It's a pretty cat. He seems pretty clean, so I don't think he's feral. He's white with blonde and gray patches (like a calico). He's not skinny or full of burdocks either. I will drop him off at the Humane Society to see if anyone will claim him or if they can adopt him out (if he's not nasty). 

We set up the trap this evening and baited it with some Fancy Feast "chicken florentine". So far, we caught a very ticked-off oppossum. It smelled terrible! :grumpy:

I just wanted to share


----------



## seniorcats (Sep 30, 2008)

Have you checked with the neighbors to see if she is theirs. Calico's are female and rarely male.


----------



## Luvmyzoocrew (Sep 30, 2008)

i feel for you and had to laugh at the ticked opossum,lol. I get aggravated with others peoples cats on my property, i have three cats that are all indoors, they pee and poop in thier pans and i have to clean that up so i dont appreciate someone elses cat coming onto my property , where my kids run around an play and touch things, and having someone elses cat using my grounds as a litter box, so i feel for your frustrations. Good luck getting the cat and i hope you dont catch a skunk :shock: .


----------



## kherrmann3 (Sep 30, 2008)

All our neighbors around here are jerks, or don't speak English. We've asked around and no one knows who's kitty it is. We are afraid to ask the people across the way because when we see them, they are either drunk, or the guy is screaming at his kids... :? No one around here is supposed to let their cats out (in this neighborhood). My apartment manager told us to shoot it if we see it (prefer to trap). I guess a year or so ago there was a BIG problem around here with actual FERAL cats attacking the screens on the apartment buildings (trying to get to people's indoor cats) and causing a ton of damage! I guess the ones that used to be around here were chasing people and bit them on occasion. We just want to get rid of the problem (it already attacked our screen when Toby was sitting next to the window). I also had something eating my goldfishies out of my mini-pond on my porch. I'm 90% sure those were raccoons, though...
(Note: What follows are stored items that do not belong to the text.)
PR #1389, opened 2023-04-06
Move `hats` back onto `ide()`

pokey:
This PR partially rolls back #1378. After some discussion, we decided that it is nice to have a unified definition of what we expect from an ide.  The main benefit of #1378 was making the dependencies of our components more granular.  We'd like to still have a unified interface (`ide`) that defines the api surface of an ide, but to only refer to that interface from the composition root.  The composition root will divvy out the pieces that components depend on

## Checklist

### DIFF
--- a/packages/common/src/ide/PassthroughIDEBase.ts
+++ b/packages/common/src/ide/PassthroughIDEBase.ts
@@ -10,6 +10,7 @@ import {
   TextEditorVisibleRangesChangeEvent,
 } from "./types/events.types";
 import { FlashDescriptor } from "./types/FlashDescriptor";
+import { Hats } from "./types/Hats";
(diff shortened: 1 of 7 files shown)


pokey:
@auscompgeek curious to hear your thoughts here

auscompgeek:
Hmm, is the plan to remove the singleton?

pokey:
> Hmm, is the plan to remove the singleton?

Yep!

pokey:
Thought about this some more and I think I have a better approach, implemented in https://github.com/cursorless-dev/cursorless/pull/1393.  We decided that the `@cursorless/cursorless-engine` package should have its own composition root, which is basically a factory function that it exports.  As I was sketching that out, I realised that the parameters to the factory function indicate what's expected of any client that wants to instantiate the Cursorless engine

PR #1394, opened 2023-04-07
Remove graph

pokey:
## Checklist


packages/cursorless-engine/src/actions/EditNew/EditNew.ts
```diff
@@ -1,8 +1,8 @@
+import { RangeUpdater } from "../..";
```
auscompgeek, line 1: Why the inconsistency in the import path?

pokey: Getting auto-imported this way.  A bit annoying but I don't think it's worth the fight to fix it every time 🤷‍♂️

auscompgeek: Huh. Odd it only happened once though.
```suggestion
import { RangeUpdater } from "../../core/updateSelections/RangeUpdater";
```

AndreasArvidsson (approved):

PR #1395, opened 2023-04-07
Run the check-line-endings script in GHA

auscompgeek:
Opening this to see what happens on Windows. I'm not convinced this script won't break dev workflows if this is run in pre-commit, so it should be tested cross-platform.

## Checklist


pokey:
those CI failures are because it expects to be run with a list of paths, eg `bash ./scripts/check-line-endings.sh foo.js bar/baz.txt`

pokey:
also, you'll get feedback a bit faster if you put it earlier in the action 😅

auscompgeek:
Huh, `**` isn't a thing in bash?

pokey:
huh i thought it was 🤔

pokey:
ok well there's your windows failure.  strange, though; not the failure I would have anticipated

auscompgeek:
I believe `pre-commit` runs in the worktree, but we can check its behaviour too

pokey:
huh ok fair enough.  so I guess with their lint rule, it would still fail, but it would fix them?

auscompgeek:
I guess... but given we have tests that depend on the line endings being correct we should probably set the line endings for those particular file types in `.gitattributes` so it's not an issue in the first place

pokey:
> given we have tests that depend on the line endings being correct

That's actually not the case.  See https://github.com/cursorless-dev/cursorless/blob/68ba545520829a21e26d70437c650fb615d73344/packages/cursorless-vscode-e2e/src/suite/testCaseRecorder.test.ts#L162-L164

> and we have otherwise conflicting settings with git defaults:
> 
> https://github.com/cursorless-dev/cursorless/blob/68ba545520829a21e26d70437c650fb615d73344/.editorconfig#L6
> 
> https://github.com/cursorless-dev/cursorless/blob/68ba545520829a21e26d70437c650fb615d73344/.vscode/settings.json#L23
> 
> we should probably set the line endings for particular file types in `.gitattributes` so it's not an issue in the first place

That was the [original approach](https://github.com/cursorless-dev/cursorless/compare/main...4f6f182210a1190ed7976d2b24d86bcf243338b0), but we moved away from that for two reasons:

1. Maintaining the list of text file types was cumbersome and added complexity
2. We didn't want to force Windows users to check files out with LF if they really wanted to use CRLF smudging.  Though maybe the original approach actually would work ok with such a setup?

pokey:
Closing in favour of https://github.com/cursorless-dev/cursorless/pull/1348

PR #1393, opened 2023-04-07
Add composition roots for packages

pokey:
## Checklist

- [ ] I have added [tests](https://www.cursorless.org/docs/contributing/test-case-recorder/)
- [ ] I have updated the [docs](https://github.com/cursorless-dev/cursorless/tree/main/docs) and [cheatsheet](https://github.com/cursorless-dev/cursorless/tree/main/cursorless-talon/src/cheatsheet)
- [ ] I have not broken the cheatsheet
- [x] https://github.com/cursorless-dev/cursorless/pull/1379/files#r1164301275

PR #1396, opened 2023-04-07
Add factories for stages and scope handlers

pokey:
- Depends on #1393

## Checklist


packages/cursorless-engine/src/compositionRoot/createCursorlessEngine.ts
```diff
@@ -33,7 +36,12 @@ export function createCursorlessEngine(
 
   const testCaseRecorder = new TestCaseRecorder(hatTokenMap);
 
-  const actions = new Actions(snippets, rangeUpdater);
+  const scopeHandlerFactory = new ScopeHandlerFactoryImpl();
```
pokey, line 39: @AndreasArvidsson notice how the `scopeHandlerFactory` is instantiated at the composition root, so there's no "deep drilling".  Anything that a scope handler needs to do its job just gets passed one level through the factory to the scope handler that needs it.  The decoupling actually results in shallower hierarchies, because the code that uses scope handlers isn't responsible for giving them their dependencies.  It also makes testing easier, because we could just pass in a fake scope handler factory to a modifier.  Tbh it would be a bit cleaner if we could just pass in a scope handler directly to a modifier, but the problem is that we might need a different scope handler per target, so it is useful for the modifier to be able to construct the scope handler on the fly

packages/cursorless-engine/src/processTargets/ModifierStageFactoryImpl.ts
```diff
@@ -0,0 +1,134 @@
+import {
```
pokey, line 1: I wonder if we want to move these factories into the composition root; one could argue they're really part of the composition root, but otoh there's something nice about having them close to all the things they instantiate.  Idk wdyt @auscompgeek @AndreasArvidsson ?

packages/cursorless-engine/src/processTargets/TargetPipeline.ts
```diff
@@ -0,0 +1,276 @@
...
+import { MarkStage, ModifierStage } from "./PipelineStages.types";
+import ImplicitStage from "./marks/ImplicitStage";
+import { ContainingTokenIfUntypedEmptyStage } from "./modifiers/ConditionalModifierStages";
+import { PlainTarget, PositionTarget } from "./targets";
+
+export class TargetPipeline {
+  constructor(
+    private modifierStageFactory: ModifierStageFactory,
+    private markStageFactory: MarkStageFactory,
+    private context: ProcessedTargetsContext,
```
pokey, line 21: Notice that putting these functions onto a class allows us to avoid passing the `context` around so much by just making it a member variable.  We'll eventually split up / remove the `context` altogether, but leaving that for later

AndreasArvidsson (approved):

PR #1399, opened 2023-04-08
Bump engine/VSCode TypeScript target to ES2020

auscompgeek:
Our legacy tests currently run against VSCode 1.66.0:

https://github.com/cursorless-dev/cursorless/blob/68ba545520829a21e26d70437c650fb615d73344/packages/test-harness/src/util/launchVscodeAndRunTests.ts#L37

However, we pull in types for VSCode 1.61:

https://github.com/cursorless-dev/cursorless/blob/68ba545520829a21e26d70437c650fb615d73344/packages/cursorless-vscode-core/package.json#L31

and the extension also declares support for the same version:

https://github.com/cursorless-dev/cursorless/blob/68ba545520829a21e26d70437c650fb615d73344/packages/cursorless-vscode/package.json#L32

so 1.61 shall be our lowest common denominator.

VSCode 1.61.0 uses Electron 13: https://github.com/microsoft/vscode/blob/1.61.0/package.json#L134

Per [Electron's docs](https://www.electronjs.org/docs/latest/tutorial/electron-timelines), Electron 13 included Chromium 91 and Node.js v14.16.

Per the trusty [ECMAScript compatibility table](https://kangax.github.io/compat-table/es2016plus/) and [Stack Overflow](https://stackoverflow.com/questions/61305578/what-typescript-configuration-produces-output-closest-to-node-js-14-capabilities), Node 14 fully supports ES2020.

This bumps the TypeScript target to ES2020 to reduce bundle sizes.

## Checklist

### DIFF
--- a/packages/cursorless-engine/tsconfig.json
+++ b/packages/cursorless-engine/tsconfig.json
@@ -1,6 +1,7 @@
 {
   "extends": "../../tsconfig.base.json",
   "compilerOptions": {
+    "target": "es2020",
     "outDir": "out",
     "rootDir": "src"
   },
--- a/packages/cursorless-vscode/tsconfig.json
+++ b/packages/cursorless-vscode/tsconfig.json
@@ -1,6 +1,7 @@
 {
   "extends": "../../tsconfig.base.json",
   "compilerOptions": {
+    "target": "es2020",
     "outDir": "out",
     "rootDir": "src"
   },
--- a/packages/vscode-common/tsconfig.json
+++ b/packages/vscode-common/tsconfig.json
@@ -1,6 +1,7 @@
 {
   "extends": "../../tsconfig.base.json",
   "compilerOptions": {
+    "target": "es2020",
     "outDir": "out",
     "rootDir": "src"
   },


pokey:
Nice research!  But I'm not convinced this setting will have any impact, as we use esbuild to construct the final bundle 🤔

https://github.com/cursorless-dev/cursorless/blob/68ba545520829a21e26d70437c650fb615d73344/packages/cursorless-vscode/package.json#L749

auscompgeek:
Looks like esbuild respects tsconfig target: https://esbuild.github.io/content-types/#tsconfig-json

Good point about the website though, we should think about what browsers we end up dropping first. If anything is using Babel instead my understanding is that the tsconfig won't affect Babel's emit.

auscompgeek:
It looks like the browserslist config for the docs site targets fairly modern browsers anyway which pretty much all support ES2020. If I'm reading the compat table right they also all support ES2021, so it's just the VSCode minimum holding that back if we want to be consistent.

https://github.com/cursorless-dev/cursorless/blob/68ba545520829a21e26d70437c650fb615d73344/packages/cursorless-org-docs/package.json#L34-L39

```console
> pnpx browserslist
and_chr 111
and_uc 13.4
chrome 111
chrome 110
chrome 109
edge 111
edge 110
firefox 111
firefox 110
ios_saf 16.3
ios_saf 16.2
ios_saf 16.1
ios_saf 16.0
ios_saf 15.6
opera 95
safari 16.3
safari 15.6
samsung 20
```

pokey:
Ah another nice catch.  Looks like you're right:

```sh
➜ comm -23 <(pnpx browserslist |sort) <(pnpx browserslist "supports es6" | sort)
```

But I think we should prob switch our query to `"defaults"`, no?  We get a [big warning](https://browsersl.ist/#q=%3E0.5%25%2C+not+dead%2C+not+op_mini+all) for our current query.  With that query, we are hampered by op_mini

```sh
➜ comm -23 <(pnpx browserslist "defaults"|sort) <(pnpx browserslist "supports es6" | sort)
op_mini all
```

I'd be tempted to do the following:

- [ ] In this PR, set `target: "es2020"` in `cursorless-vscode/tsconfig.json`, instead of in `tsconfig.base.json`

And then in a new PR

- [ ] Explicitly set `target: "es5"` for `cursorless-org-docs/tsconfig.json`
- [ ] Switch our browserslist field in `cursorless-org-docs/package.json` to `"defaults"`
- [ ] Switch our browserslist field in `cursorless-org/package.json` to `"defaults"`
- [ ] Potentially set `target: "es2020"` in the base tsconfig 🤷‍♂️.  Not sure how much it matters.  We should prob think about requiring a target in every package that is deployed

Make sense?

auscompgeek:
Sounds good. I've gone ahead and set the target for `cursorless-engine` and `vscode-common` too.

We should also reconsider the contents of `packages/cheatsheet-local/.browserslistrc`. That seems quite restrictive right now.

For anyone else that wants to dive deeper in double-checking my research:

- https://node.green
- https://github.com/tsconfig/bases/blob/main/bases/node14.json

auscompgeek:
Stats:

- vsix on main: 389607 bytes
- vsix in this PR: 388065 bytes

That's a solid saving of 1.6 kB on a zip file :tada:

pokey:
sorry to be so slow on this one 😅

Re adding `es2020` to `cursorless-engine` and `vscode-common`, I think that's fine, but it does make one wonder about how all this stuff works.  We will potentially start importing `cursorless-engine` from the browser to do some fancy docs stuff.  It almost feels like `target` should be part of apps (eg `cursorless-vscode` / `cursorless-org`) rather than libraries.  We do our bundling by going straight to the source of all our library deps rather than their outputs, so in some sense the app already owns the target.  What should our policy be for targets for libraries?  Minimum of all apps it is imported by?  Don't really care because it's ignored when bundling from a downstream app?

pokey (commented):
https://github.com/cursorless-dev/cursorless/pull/1399#issuecomment-1551367719

auscompgeek:
[`target` does change the default of `lib`](https://www.typescriptlang.org/tsconfig#target). I think it'd be worthwhile keeping those two consistent to avoid confusion.

pokey:
> [`target` does change the default of `lib`](https://www.typescriptlang.org/tsconfig#target). I think it'd be worthwhile keeping those two consistent to avoid confusion.

no i don't mean `lib`, I mean our own packages that have no targets, and are just libraries that are consumed by one of our targets

auscompgeek:
That's what I mean though. If a package needs to be consumed by multiple apps, its `lib` needs to be at most the minimum of the `lib`s of the apps.

pokey:
Right makes sense, and its `target` as well then I assume

pokey (approved):

PR #1402, opened 2023-04-09
[talon] Omit custom actions from action defaults

auscompgeek:
Whilst this effectively does nothing, adding the empty defaults to two different CSVs seems to have been an oversight.

## Checklist


pokey:
I *think* this is fine, but worth checking that the custom actions still end up in the cheatsheet

pokey (approved):
nice catch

Here's my irked opossum...

"All I wanted was your Fancy Feast Chicken Florentine!"


----------



## Luvmyzoocrew (Sep 30, 2008)

ha ha that is one mad opossum,lol. Ick i think they are ssssssooooooo ugly!!!!



I dont think the answer is shooting it but i would trap and then take it to the humane society. If it is someones cat then they will have to take responsibility of going to the h umane society and getting the cat back and maybe eventually get sick of going to thier to bail thier cat out and keep it in so it is not attacking your house. Oh my, god forbid the cat get in your house with your bun :shock: . If it doesnt have an owner and is adoptable it could have a chance to be put up for adoption.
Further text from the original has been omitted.